- What this task involves: Lines below that include "function" are the answer; copy each one.

- - - - - - -

Issue #1651, opened 2021-10-19
tracing_subscriber: Expose .with_ansi() to custom event/field formatters


lilyball:
### Crates

tracing-subscriber

### Motivation

The `SubscriberBuilder::with_ansi()` method only affects the default event formatter (`tracing_subscriber::fmt::format::Format`). This means `tracing_subscriber::fmt().with_ansi(true).event_format(fmt_event).init()` silently throws away the `with_ansi` flag. It also means that this flag isn't available to custom event formatters. And this flag isn't exposed to field formatters (not even the default field formatter, though `DefaultFields` doesn't currently care about this).

It would be great if instead of being a property of the default event formatter, it was a flag that was exposed to arbitrary `FormatEvent` and `FormatFields` implementations. This way if I do have a custom field formatter that cares about ANSI, there's a single source of truth for this, as well as having `.event_format()` not silently overwrite the `.with_ansi()` flag. This also makes it easier to integrate logic for only outputting colors to terminals as anything provided by `tracing_subscriber` directly would then propagate to custom event/field formatters.

### Proposal

The simplest solution is probably to change `FormatEvent` and `FormatFields` to take a custom wrapper type instead of a fork `&mut dyn Write`. This wrapper type would still implement `Write` but would also expose the ansi flag. This way the event and field formatters will get the same flag, controlled by the `.with_ansi()` method, and custom field formatters can now be provided by crates as drop-in replacements easily.

### Alternatives

The proposed change is a breaking one, but is the cleanest solution that comes to mind. A couple of alternatives come to mind:

#### Change `Write` to a trait with more semantic meaning

[...]

PR #1696, opened 2021-11-03
subscriber: propagate ANSI config via `Writer`

hawkw:
## Motivation

Currently, whether `tracing-subscriber`'s `fmt` subscriber will ANSI
formatting escape codes use is configured on the `Format` type. This
means that the configuration is honored by the event formatters
implemented in `tracing-subscriber`, but is not easily exposed to those
in other crates. Additionally, it's not currently easy to expose the
configuration to the field formatter, so it's difficult to implement
field formatters that use ANSI escape codes conditionally.

Issue #1651 suggested a new API for this, where the writer that's passed
in to the event and field formatters provides a method for checking if
ANSI escape codes are supported.

## Solution

This branch adds a new method to the `Writer` type added in #1661. The
`FormatEvent` and `FormatFields` implementations can call
`Writer::has_ansi_escapes` to determine whether ANSI escape codes are
supported. This is also propagated to `FormattedFields`, so that it can
be determined when adding new fields to a preexisting set of formatted
fields.

### DIFF
--- a/tracing-subscriber/src/fmt/format/mod.rs
+++ b/tracing-subscriber/src/fmt/format/mod.rs
@@ -232,6 +232,7 @@ where
 pub struct Writer<'writer> {
     writer: &'writer mut dyn fmt::Write,
     // TODO(eliza): add ANSI support
+    is_ansi: bool,
 }
 
 /// A [`FormatFields`] implementation that formats fields by calling a function
@@ -289,7 +290,12 @@ impl<'writer> Writer<'writer> {
     pub(crate) fn new(writer: &'writer mut impl fmt::Write) -> Self {
         Self {
             writer: writer as &mut dyn fmt::Write,
+            is_ansi: false,
         }
+    }
+    // TODO(eliza): consider making this a public API?
+    pub(crate) fn with_ansi(self, is_ansi: bool) -> Self {
+        Self { is_ansi, ..self }
     }
 
     /// Return a new `Writer` that mutably borrows `self`.
@@ -298,7 +304,11 @@ impl<'writer> Writer<'writer> {
     /// to a function that takes a `Writer` by value, allowing the original writer
     /// to still be used once that function returns.
     pub fn by_ref(&mut self) -> Writer<'_> {
-        Writer::new(self)
+        let is_ansi = self.is_ansi;
+        Writer {
+            writer: self as &mut dyn fmt::Write,
+            is_ansi,
+        }
     }
 
     /// Writes a string slice into this `Writer`, returning whether the write succeeded.
@@ -344,7 +354,7 @@ impl<'writer> Writer<'writer> {
         self.writer.write_char(c)
     }
 
-    /// Glue for usage of the [`write!`] macro with `Wrriter`s.
+    /// Glue for usage of the [`write!`] macro with `Writer`s.
     ///
     /// This method should generally not be invoked manually, but rather through
     /// the [`write!`] macro itself.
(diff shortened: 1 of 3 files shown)


hawkw:
cc @lilyball

davidbarsky:
will review tomorrow, but this is a breaking change, yeah? my skim of this seems to imply that.

hawkw:
> will review tomorrow, but this is a breaking change, yeah? my skim of this seems to imply that.

It shouldn't be a breaking change. The breaking change (replacing the `&mut dyn Write` with the `Writer` type) was already made in #1661 in preparation for this change.

The current APIs for configuring ANSI formatting support are still supported. All this branch does is add methods on `Writer` for exposing whether or not ANSI colors are supported to the `FormatEvent` and `FormatFields` implementations. 

The `fmt::Subscriber` type will now expose the `with_ansi` method regardless of whether or not the formatter is an instance of the `Format` type, but this is not a breaking change, since that method will still be there in all cases where it previously was.

We _may_ want to deprecate the `Format::with_ansi` method in favor of using the `fmt::Subscriber::with_ansi` method, which will expose the ANSI formatting configuration to _all_ formatters, not just the `Format` type's formatters. But, enabling ANSI escapes via that method _does_ still work.

tracing-subscriber/src/fmt/format/pretty.rs
```diff
@@ -378,26 +371,14 @@ impl<'a> field::Visit for PrettyVisitor<'a> {
...
-
-impl<'a> fmt::Debug for PrettyVisitor<'a> {
-    fn fmt(&self, f: &mut fmt::Formatter<'_>) -> fmt::Result {
-        f.debug_struct("PrettyVisitor")
-            .field("writer", &format_args!("<dyn fmt::Write>"))
-            .field("is_empty", &self.is_empty)
-            .field("result", &self.result)
-            .field("style", &self.style)
-            .field("ansi", &self.ansi)
-            .finish()
```
hawkw, line 401: This debug impl can now be derived.

tracing-subscriber/src/fmt/format/mod.rs
```diff
@@ -530,7 +550,10 @@ impl<F, T> Format<F, T> {
 
     /// Enable ANSI terminal colors for formatted output.
     pub fn with_ansi(self, ansi: bool) -> Format<F, T> {
```
hawkw, line 552: we _may_ want to deprecate this method, since the `fmt::Subscriber::with_ansi` method is probably more useful in most cases.

lilyball:
Thanks for doing this! I'm curious if there's any potential issue with calling `.json().with_ansi(true)` since that will leave it enabled. I assume not, as `.json()` overrides both the event and field formatters and presumably those don't attempt to write ANSI escapes, so it would only affect cases where someone then overrides one or both formatters after the `.json()` call (which would be odd).

I suppose in theory the json formatters could be updated such that a subsequent call to `.with_ansi(true)` would actually make it syntax-highlight the json, but that would have a rather niche use and is unlikely to be worth implementing (not to mention it might be surprising in utility code that enables ansi regardless of the specific event/format fields).

hawkw:
> I suppose in theory the json formatters could be updated such that a subsequent call to `.with_ansi(true)` would actually make it syntax-highlight the json, but that would have a rather niche use and is unlikely to be worth implementing (not to mention it might be surprising in utility code that enables ansi regardless of the specific event/format fields).

Yeah...this is something we _could_ do, but I think it might be better off left as a JSON-specific option, for the reason you mentioned --- the behavior could be somewhat surprising if it's not explicitly enabled. If we wanted to support a human-readable JSON mode, we could also expose the option to enable `serde-json`'s [`pretty` serializer](https://docs.serde.rs/serde_json/struct.Serializer.html#method.pretty), to pretty-print the JSON objects with whitespace.

I'm not sure if either of these are *all* that important, since a user could also do something like piping the output into a command like `jq .` to pretty-print the JSON. But, we could certainly add it as an option...

PR #1699, opened 2021-11-03
subscriber: document `time`'s `--cfg unsound_local_offset`

### LINKED ISSUE #1688: tracing-subscriber: `LocalTime` doesn't work by default on unix systems, no warning of `--cfg unsound_local_offset`
### Version

```
tracing-slog v0.1.0 (/Users/lily/Dev/Work/rust-crates/crates/tracing-slog)
└── tracing-core v0.1.21
├── tracing v0.1.29
│   ├── tracing-attributes v0.1.18 (proc-macro)
│   └── tracing-core v0.1.21 (*)
└── tracing-subscriber v0.3.1
    ├── tracing-core v0.1.21 (*)
    └── tracing-log v0.1.2
        └── tracing-core v0.1.21 (*)
```

### Platform

Darwin DeerBook 20.6.0 Darwin Kernel Version 20.6.0: Mon Aug 30 06:12:21 PDT 2021; root:xnu-7195.141.6~3/RELEASE_X86_64 x86_64

### Crates

tracing-subscriber

### Description

Attempting to use `.with_timer` with a `LocalTime` argument cause all tracing events to vanish. The problem seems to be that on unix systems the `time` crate refuses to fetch the local offset without `--cfg unsound_local_offset`, and this gets turned into an error which bubbles up through the formatting until it gets to `tracing_subscriber::fmt::FmtLayer::on_event()` which just throws away the error and logs nothing.

This is rather surprising behavior, all the more-so that it isn't documented. Even the `time` crate itself doesn't give a good explanation of this feature, and doesn't warn that `OffsetDateTime::now_local()` doesn't work on unix systems without it. I only figured it out by looking through the source.

It also seems to be rather poor behavior to throw away the whole tracing event because the local time offset couldn't be fetched. Surely there's some fallback behavior that could be used here. I'd suggest just falling back to UTC except if the time formatter doesn't show offset then this could be confusing. It could of course just fall back to the default timestamp formatter, as if I never called `.with_timer()`.

In any case, I feel like at a minimum this should be documented properly, so it doesn't surprise everybody. And then I would suggest that `FormatTime` be extended with methods that allow for implementing easy fallback, so I can say e.g. "if `LocalTime` doesn't work, try this other formatter instead". And any error bubbled up from `FormatTime` should just result in using a default fallback instead of abandoning the whole event.

hawkw:
## Motivation

The `time` crate must be compiled with `--cfg unsound_local_offset` in
order for local timestamps to be enabled. For users whose first exposure
to the `time` crate's API is via `tracing-subscriber`'s `time` timestamp
formatters, this is potentially _very_ surprising! Therefore, although
this cfg is not part of `tracing`'s API surface, we should probably
document this aspect of `time`'s API in the
`tracing-subscriber::fmt::time` documentation.

## Solution

This branch adds warnings in the `time::LocalTime` type's API docs, in
the struct-level documentation and on the `new` constructor, describing
that `--cfg unsound_local_offset` is necessary to record local
timestamps and referring users to the `time` documentation. I also added
`unsound_local_offset` to the `doc(cfg(...))` attributes for the
`LocalTime` type.

While I was changing `tracing-subscriber`'s docs, I also fixed a couple
formatting issues I noticed.

Fixes #1688

### DIFF
--- a/tracing-subscriber/src/fmt/time/mod.rs
+++ b/tracing-subscriber/src/fmt/time/mod.rs
@@ -12,7 +12,7 @@ mod time_crate;
 pub use time_crate::UtcTime;
 
 #[cfg(feature = "local-time")]
-#[cfg_attr(docsrs, doc(cfg(feature = "local-time")))]
+#[cfg_attr(docsrs, doc(cfg(unsound_local_offset, feature = "local-time")))]
 pub use time_crate::LocalTime;
 
 /// A type that can measure and format the current time.
--- a/tracing-subscriber/src/fmt/time/time_crate.rs
+++ b/tracing-subscriber/src/fmt/time/time_crate.rs
@@ -6,12 +6,26 @@ use time::{format_description::well_known, formatting::Formattable, OffsetDateTi
 ///
 /// To format the current [UTC time] instead, use the [`UtcTime`] type.
 ///
+/// <div class="example-wrap" style="display:inline-block">
+/// <pre class="compile_fail" style="white-space:normal;font:inherit;">
+///     <strong>Warning</strong>: The <a href = "https://docs.rs/time/0.3/time/"><code>time</code>
+///     crate</a> must be compiled with <code>--cfg unsound_local_offset</code> in order to use
+///     local timestamps. When this cfg is not enabled, local timestamps cannot be recorded, and
+///     events will be logged without timestamps.
+///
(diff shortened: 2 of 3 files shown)


davidbarsky (approved):

lilyball:
This looks great, thanks! My only quibble is that the cfg flag is only necessary on unix and is not necessary on Windows.

PR #1706, opened 2021-11-04
attributes: allow expression span names

couchand:
## Motivation

Being able to use a static str reference rather than a string literal
is helpful for certain deployments.

## Solution

Parse the name argument of the instrument macro as an expression, not
just a string literal.


couchand:
Ping @hawkw @davidbarsky, is this a change you would be open to?

bryangarza:
I think we'll need to get some input from @hawkw on this one before we move further.

hawkw:
I'm somewhat surprised this works; I _thought_ `tracing`'s macros that `instrument` expands to required a literal and not a static reference. But, if this actually generates code that compiles, I'm happy to merge it.

tracing-attributes/src/attr.rs
```diff
@@ -108,8 +108,9 @@ impl Parse for InstrumentArgs {
                 if args.name.is_some() {
                     return Err(input.error("expected only a single `name` argument"));
                 }
-                let name = input.parse::<StrArg<kw::name>>()?.value;
-                args.name = Some(name);
+                let _ = input.parse::<kw::name>()?;
+                let _ = input.parse::<Token![=]>()?;
+                args.name = Some(input.parse()?);
```
bryangarza, line 113: When reading this, it can be hard to understand why we parse 3 times in order to get the name. Could you leave a small comment to explain what the steps here are?

tracing-attributes/tests/names.rs
```diff
@@ -14,6 +14,11 @@ fn custom_name() {}
 #[instrument("my_other_name")]
 fn custom_name_no_equals() {}
 
+const ANOTHER_NAME: &str = "one_more_name";
+
+#[instrument(name = ANOTHER_NAME)]
+fn custom_name_expr() {}
```
bryangarza, line 20: We should also update the docs to mention that this is possible (and add an example)

https://github.com/tokio-rs/tracing/blob/4e10e8955b2d3bed56daa8f007befe10e5373efc/tracing-attributes/src/lib.rs#L140-L146

bryangarza (changes requested):

tracing-attributes/src/attr.rs
couchand: Replaced with the `ExprArg` helper.

tracing-attributes/tests/names.rs
couchand: Added!

couchand:
@bryangarza apologies about the delay, I've rebased this and #1705.

I have to say I'm a bit confused about the CI failure, it's complaining about a test that looks to my eyes just the same as the test above, and I can't reproduce the build failure locally.

bryangarza:
No worries, thanks for getting back to it!

Issue #1644, opened 2021-10-18
The provenance of tracing-subscriber/src/fmt/time/datetime.rs appears to be troubled


krasimirgg:
### Version
Crate tracing-subscriber, AFAICT versions since https://github.com/tokio-rs/tracing/commit/56b841de2cc5d5d181336edb5c11e340ac05c43e, including the current master branch.
### Description
The provenance of the code in datetime.rs appears to be troubled: per comments on code etc, it appears to have started as musl code (MIT license), gone through c2rust and been given manual edits (those edits in the scope of an Apache-2.0 licensed project, so presumably those edits are Apache-2.0), and then been copied into this codebase as MIT. Could we replace that code with something that has a clearly MIT-licensed provenance, or switch this package to explicitly be MIT AND Apache-2.0 licensing?
https://github.com/tokio-rs/tracing/blob/56b841de2cc5d5d181336edb5c11e340ac05c43e/tracing-subscriber/src/fmt/time/datetime.rs#L16

hawkw:
Copying the code from `kudu-rs` (the Apache-2.0 project) was suggested by @danburkert, the maintainer of that project: https://github.com/tokio-rs/tracing/issues/791#issuecomment-656482155

Because it was Dan's suggestion, I didn't take the time to double-check that the two projects were compatibly licensed. My bad.

danburkert:
My opinion (and I'm far from having a sophisticated understanding of copyright) is that `datetime.rs` is entirely derivative of musl's `__secs_to_tm.c`, and therefore I don't believe I hold copyright on it.  If that's wrong and I do hold copyright on it, I release it under as ASL 2.0 or MIT.

danburkert:
Thanks for fixing @krasimirgg.  This has got me thinking, this code is now copied into tracing which itself is a dependency of `rustc`.  It'd be really nice if it were upstreamed as a Display impl on SystemTime.  I personally have copied it to another closed-source codebase (in addition to kudu-rs), and I'm considering copying it into `prost-types` as well.  I'd love if it were upstreamed, time willing I may start an internals thread to do so, but if anyone wants to take the torch then by all means.

krasimirgg:
[...]

PR #1712, opened 2021-11-09
subscriber: clarify the provenance of fmt/time/datetime.rs

krasimirgg:
Add comments to clarify the provenance of fmt/time/datetime.rs, addressing https://github.com/tokio-rs/tracing/issues/1644.

### DIFF
--- a/tracing-subscriber/src/fmt/time/datetime.rs
+++ b/tracing-subscriber/src/fmt/time/datetime.rs
@@ -4,16 +4,211 @@ use std::fmt;
 /// formatted string.
 ///
 /// Yes, this exists. Before you have a heart attack, understand that the meat of this is musl's
-/// [`__secs_to_tm`][1] converted to Rust via [c2rust][2] and then cleaned up by hand. All existing
-/// `strftime`-like APIs I found were unable to handle the full range of timestamps representable
-/// by `SystemTime`, including `strftime` itself, since tm.tm_year is an int.
-///
-/// TODO: figure out how to properly attribute the MIT licensed musl project.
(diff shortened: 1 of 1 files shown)


danburkert (approved):
Thank you, this is consistent with my understanding of the code provenance!

tracing-subscriber/src/fmt/time/datetime.rs
```diff
@@ -4,16 +4,211 @@ use std::fmt;
...
+///
+/// Bobby Bingham
+/// John Spencer
+/// Nicholas J. Kain
+/// Rich Felker
+/// Richard Pennington
+/// Stefan Kristiansson
+/// Szabolcs Nagy
+///
+/// all of whom have explicitly granted such permission.
```
hawkw, line 204: nit, take it or leave it: typically these license notices are at the very top of the file, in non-documentation comments. in this case, though, this is a doc comment on a struct. perhaps it would be better to move the copyright notice? not a blocker either way.

hawkw (approved):
looks good to me. i think it might be more correct to move the copyright notice out of the struct's doc comment, but i won't block on that.

tracing-subscriber/src/fmt/time/datetime.rs
krasimirgg: Thank you! Updated the PR as you suggested.

hawkw (approved):
looks good to me, thanks!

krasimirgg:
Could you also please update the 0.2.x and 0.3.x minor versions of [this crate over at crates.io](https://crates.io/crates/tracing-subscriber/versions).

- - - - - - -

- Expected output:
 /// A [`FormatFields`] implementation that formats fields by calling a function
     /// to a function that takes a `Writer` by value, allowing the original writer
     /// to still be used once that function returns.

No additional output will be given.